American jeweler (1872–1954)

Minnie Augusta Jahnke (October 11, 1872 – March 14, 1954) was an American jeweler, based in Richmond, Virginia.

== Early life ==
Minnie Augusta Jahnke was born at "Shady Echo", her family's farm in Bon Air, Virginia, one of the ten children of Albert Franz Jahnke and Mary Beaufort Chalkley Jahnke. Her father was a jeweler, trained in Germany before he arrived in the United States. Several of her brothers were also jewelers.

== Career ==
When her brother died in the 1930s, Minnie Jahnke took over the family's jewelry shop in Richmond, where she had already worked for many years. She was known for buying, selling, and appraising antique gold, silver, clocks, gemstones, and other heirlooms, for prominent Southern families. She closed the business in 1952.
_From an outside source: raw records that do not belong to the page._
PR #113, opened 2022-02-04
Add crc32c support for Linux aarch64

mjzac:
Currently the build fails in Linux arm64 platforms. This PR adds the missing crc32c config file.


murillo128:
Thank you!

murillo128:
I assume that it will require too a PR in `media-server-node`, right?

mjzac:
Yes, I have raised a corresponding PR.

Minnie Jahnke was an active member of the Second Presbyterian Church in Richmond, and a charter member of Richmond's Quota Club and the Business and Professional Women's Club, involved in clubwork at the local and national levels.

== Personal life ==
Jahnke died in 1954, aged 81 years, at a hospital in Richmond. She was buried in Oakwood Cemetery. A road near Richmond is named for the Jahnke family of jewelers. The Jahnke family papers are held at the Valentine Museum in Richmond.